Instructions to follow:
Copy out the whole listing below exactly.

------------------------------------------------------------

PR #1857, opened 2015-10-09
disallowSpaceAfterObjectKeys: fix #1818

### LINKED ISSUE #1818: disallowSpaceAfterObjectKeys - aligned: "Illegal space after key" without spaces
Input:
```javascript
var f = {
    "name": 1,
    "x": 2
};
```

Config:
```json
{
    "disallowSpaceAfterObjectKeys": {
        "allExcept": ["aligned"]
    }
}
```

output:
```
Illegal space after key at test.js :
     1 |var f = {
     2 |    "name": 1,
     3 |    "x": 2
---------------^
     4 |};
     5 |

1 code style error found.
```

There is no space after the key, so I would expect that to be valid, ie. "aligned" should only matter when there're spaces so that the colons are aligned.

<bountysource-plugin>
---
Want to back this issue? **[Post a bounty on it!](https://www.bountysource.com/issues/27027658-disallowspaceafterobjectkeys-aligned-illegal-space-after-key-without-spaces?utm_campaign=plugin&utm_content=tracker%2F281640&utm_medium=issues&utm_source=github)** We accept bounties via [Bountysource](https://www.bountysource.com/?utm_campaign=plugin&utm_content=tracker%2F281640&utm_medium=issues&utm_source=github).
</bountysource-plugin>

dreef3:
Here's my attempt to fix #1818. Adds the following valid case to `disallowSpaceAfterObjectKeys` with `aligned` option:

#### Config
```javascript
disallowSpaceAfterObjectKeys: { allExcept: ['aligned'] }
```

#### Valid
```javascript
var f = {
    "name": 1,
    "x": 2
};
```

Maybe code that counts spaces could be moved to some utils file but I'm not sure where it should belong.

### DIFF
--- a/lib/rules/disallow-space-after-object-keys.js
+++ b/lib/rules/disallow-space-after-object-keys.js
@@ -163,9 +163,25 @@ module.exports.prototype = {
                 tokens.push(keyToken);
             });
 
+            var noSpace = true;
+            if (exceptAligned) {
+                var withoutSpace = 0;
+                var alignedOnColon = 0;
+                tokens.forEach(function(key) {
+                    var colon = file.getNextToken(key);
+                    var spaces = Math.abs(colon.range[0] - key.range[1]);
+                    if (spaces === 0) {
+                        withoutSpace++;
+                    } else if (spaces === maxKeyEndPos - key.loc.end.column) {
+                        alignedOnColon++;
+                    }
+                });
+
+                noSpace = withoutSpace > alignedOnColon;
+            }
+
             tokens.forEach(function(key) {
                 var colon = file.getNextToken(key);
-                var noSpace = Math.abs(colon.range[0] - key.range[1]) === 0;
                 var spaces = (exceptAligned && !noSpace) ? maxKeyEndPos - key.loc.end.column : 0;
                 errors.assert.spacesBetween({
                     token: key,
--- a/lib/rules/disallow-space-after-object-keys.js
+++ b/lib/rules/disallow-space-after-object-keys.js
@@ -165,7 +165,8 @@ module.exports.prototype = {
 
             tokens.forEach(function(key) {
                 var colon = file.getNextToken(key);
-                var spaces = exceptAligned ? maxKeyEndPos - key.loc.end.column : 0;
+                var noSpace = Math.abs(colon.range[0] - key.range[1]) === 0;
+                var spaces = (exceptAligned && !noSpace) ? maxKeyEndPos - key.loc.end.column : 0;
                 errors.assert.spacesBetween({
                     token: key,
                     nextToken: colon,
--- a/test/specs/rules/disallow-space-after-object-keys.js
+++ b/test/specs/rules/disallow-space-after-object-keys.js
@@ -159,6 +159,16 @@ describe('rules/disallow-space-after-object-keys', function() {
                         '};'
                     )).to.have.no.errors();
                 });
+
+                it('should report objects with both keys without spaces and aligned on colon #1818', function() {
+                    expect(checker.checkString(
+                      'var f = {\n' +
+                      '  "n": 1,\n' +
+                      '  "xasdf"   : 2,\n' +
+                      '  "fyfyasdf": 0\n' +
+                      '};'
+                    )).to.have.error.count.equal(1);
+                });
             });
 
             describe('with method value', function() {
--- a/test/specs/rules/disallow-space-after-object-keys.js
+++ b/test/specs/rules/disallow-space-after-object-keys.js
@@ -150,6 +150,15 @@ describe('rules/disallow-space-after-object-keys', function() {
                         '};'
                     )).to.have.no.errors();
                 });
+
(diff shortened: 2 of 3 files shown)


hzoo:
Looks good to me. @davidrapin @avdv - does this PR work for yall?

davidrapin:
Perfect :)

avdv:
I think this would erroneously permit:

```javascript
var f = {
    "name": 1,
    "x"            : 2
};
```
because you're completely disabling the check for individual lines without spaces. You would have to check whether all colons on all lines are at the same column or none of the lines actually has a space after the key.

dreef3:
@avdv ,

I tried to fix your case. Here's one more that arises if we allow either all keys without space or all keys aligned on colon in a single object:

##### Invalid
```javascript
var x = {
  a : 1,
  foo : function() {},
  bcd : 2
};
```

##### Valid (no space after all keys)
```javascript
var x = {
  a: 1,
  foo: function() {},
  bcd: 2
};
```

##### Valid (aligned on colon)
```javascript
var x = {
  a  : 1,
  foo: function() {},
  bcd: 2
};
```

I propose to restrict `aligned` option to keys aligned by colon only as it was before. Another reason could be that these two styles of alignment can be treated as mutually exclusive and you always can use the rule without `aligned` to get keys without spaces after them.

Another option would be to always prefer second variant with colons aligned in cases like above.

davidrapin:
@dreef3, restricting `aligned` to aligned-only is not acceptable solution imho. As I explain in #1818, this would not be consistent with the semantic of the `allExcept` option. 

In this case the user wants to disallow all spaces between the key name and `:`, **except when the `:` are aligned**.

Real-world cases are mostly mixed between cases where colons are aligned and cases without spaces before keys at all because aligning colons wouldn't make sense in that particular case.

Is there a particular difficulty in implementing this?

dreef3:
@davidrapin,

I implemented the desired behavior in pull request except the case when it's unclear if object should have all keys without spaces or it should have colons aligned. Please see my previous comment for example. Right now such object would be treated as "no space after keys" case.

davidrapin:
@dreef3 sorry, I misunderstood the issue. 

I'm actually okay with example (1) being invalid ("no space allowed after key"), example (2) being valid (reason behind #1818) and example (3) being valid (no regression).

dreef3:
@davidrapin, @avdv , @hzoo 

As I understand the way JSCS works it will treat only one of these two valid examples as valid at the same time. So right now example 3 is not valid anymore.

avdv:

------------------------------------------------------------

Task answer:
PR #1857, opened 2015-10-09
disallowSpaceAfterObjectKeys: fix #1818

### LINKED ISSUE #1818: disallowSpaceAfterObjectKeys - aligned: "Illegal space after key" without spaces
Input:
```javascript
var f = {
    "name": 1,
    "x": 2
};
```

Config:
```json
{
    "disallowSpaceAfterObjectKeys": {
        "allExcept": ["aligned"]
    }
}
```

output:
```
Illegal space after key at test.js :
     1 |var f = {
     2 |    "name": 1,
     3 |    "x": 2
---------------^
     4 |};
     5 |

1 code style error found.
```

There is no space after the key, so I would expect that to be valid, ie. "aligned" should only matter when there're spaces so that the colons are aligned.

<bountysource-plugin>
---
Want to back this issue? **[Post a bounty on it!](https://www.bountysource.com/issues/27027658-disallowspaceafterobjectkeys-aligned-illegal-space-after-key-without-spaces?utm_campaign=plugin&utm_content=tracker%2F281640&utm_medium=issues&utm_source=github)** We accept bounties via [Bountysource](https://www.bountysource.com/?utm_campaign=plugin&utm_content=tracker%2F281640&utm_medium=issues&utm_source=github).
</bountysource-plugin>

dreef3:
Here's my attempt to fix #1818. Adds the following valid case to `disallowSpaceAfterObjectKeys` with `aligned` option:

#### Config
```javascript
disallowSpaceAfterObjectKeys: { allExcept: ['aligned'] }
```

#### Valid
```javascript
var f = {
    "name": 1,
    "x": 2
};
```

Maybe code that counts spaces could be moved to some utils file but I'm not sure where it should belong.

### DIFF
--- a/lib/rules/disallow-space-after-object-keys.js
+++ b/lib/rules/disallow-space-after-object-keys.js
@@ -163,9 +163,25 @@ module.exports.prototype = {
                 tokens.push(keyToken);
             });
 
+            var noSpace = true;
+            if (exceptAligned) {
+                var withoutSpace = 0;
+                var alignedOnColon = 0;
+                tokens.forEach(function(key) {
+                    var colon = file.getNextToken(key);
+                    var spaces = Math.abs(colon.range[0] - key.range[1]);
+                    if (spaces === 0) {
+                        withoutSpace++;
+                    } else if (spaces === maxKeyEndPos - key.loc.end.column) {
+                        alignedOnColon++;
+                    }
+                });
+
+                noSpace = withoutSpace > alignedOnColon;
+            }
+
             tokens.forEach(function(key) {
                 var colon = file.getNextToken(key);
-                var noSpace = Math.abs(colon.range[0] - key.range[1]) === 0;
                 var spaces = (exceptAligned && !noSpace) ? maxKeyEndPos - key.loc.end.column : 0;
                 errors.assert.spacesBetween({
                     token: key,
--- a/lib/rules/disallow-space-after-object-keys.js
+++ b/lib/rules/disallow-space-after-object-keys.js
@@ -165,7 +165,8 @@ module.exports.prototype = {
 
             tokens.forEach(function(key) {
                 var colon = file.getNextToken(key);
-                var spaces = exceptAligned ? maxKeyEndPos - key.loc.end.column : 0;
+                var noSpace = Math.abs(colon.range[0] - key.range[1]) === 0;
+                var spaces = (exceptAligned && !noSpace) ? maxKeyEndPos - key.loc.end.column : 0;
                 errors.assert.spacesBetween({
                     token: key,
                     nextToken: colon,
--- a/test/specs/rules/disallow-space-after-object-keys.js
+++ b/test/specs/rules/disallow-space-after-object-keys.js
@@ -159,6 +159,16 @@ describe('rules/disallow-space-after-object-keys', function() {
                         '};'
                     )).to.have.no.errors();
                 });
+
+                it('should report objects with both keys without spaces and aligned on colon #1818', function() {
+                    expect(checker.checkString(
+                      'var f = {\n' +
+                      '  "n": 1,\n' +
+                      '  "xasdf"   : 2,\n' +
+                      '  "fyfyasdf": 0\n' +
+                      '};'
+                    )).to.have.error.count.equal(1);
+                });
             });
 
             describe('with method value', function() {
--- a/test/specs/rules/disallow-space-after-object-keys.js
+++ b/test/specs/rules/disallow-space-after-object-keys.js
@@ -150,6 +150,15 @@ describe('rules/disallow-space-after-object-keys', function() {
                         '};'
                     )).to.have.no.errors();
                 });
+
(diff shortened: 2 of 3 files shown)


hzoo:
Looks good to me. @davidrapin @avdv - does this PR work for yall?

davidrapin:
Perfect :)

avdv:
I think this would erroneously permit:

```javascript
var f = {
    "name": 1,
    "x"            : 2
};
```
because you're completely disabling the check for individual lines without spaces. You would have to check whether all colons on all lines are at the same column or none of the lines actually has a space after the key.

dreef3:
@avdv ,

I tried to fix your case. Here's one more that arises if we allow either all keys without space or all keys aligned on colon in a single object:

##### Invalid
```javascript
var x = {
  a : 1,
  foo : function() {},
  bcd : 2
};
```

##### Valid (no space after all keys)
```javascript
var x = {
  a: 1,
  foo: function() {},
  bcd: 2
};
```

##### Valid (aligned on colon)
```javascript
var x = {
  a  : 1,
  foo: function() {},
  bcd: 2
};
```

I propose to restrict `aligned` option to keys aligned by colon only as it was before. Another reason could be that these two styles of alignment can be treated as mutually exclusive and you always can use the rule without `aligned` to get keys without spaces after them.

Another option would be to always prefer second variant with colons aligned in cases like above.

davidrapin:
@dreef3, restricting `aligned` to aligned-only is not acceptable solution imho. As I explain in #1818, this would not be consistent with the semantic of the `allExcept` option. 

In this case the user wants to disallow all spaces between the key name and `:`, **except when the `:` are aligned**.

Real-world cases are mostly mixed between cases where colons are aligned and cases without spaces before keys at all because aligning colons wouldn't make sense in that particular case.

Is there a particular difficulty in implementing this?

dreef3:
@davidrapin,

I implemented the desired behavior in pull request except the case when it's unclear if object should have all keys without spaces or it should have colons aligned. Please see my previous comment for example. Right now such object would be treated as "no space after keys" case.

davidrapin:
@dreef3 sorry, I misunderstood the issue. 

I'm actually okay with example (1) being invalid ("no space allowed after key"), example (2) being valid (reason behind #1818) and example (3) being valid (no regression).

dreef3:
@davidrapin, @avdv , @hzoo 

As I understand the way JSCS works it will treat only one of these two valid examples as valid at the same time. So right now example 3 is not valid anymore.

avdv:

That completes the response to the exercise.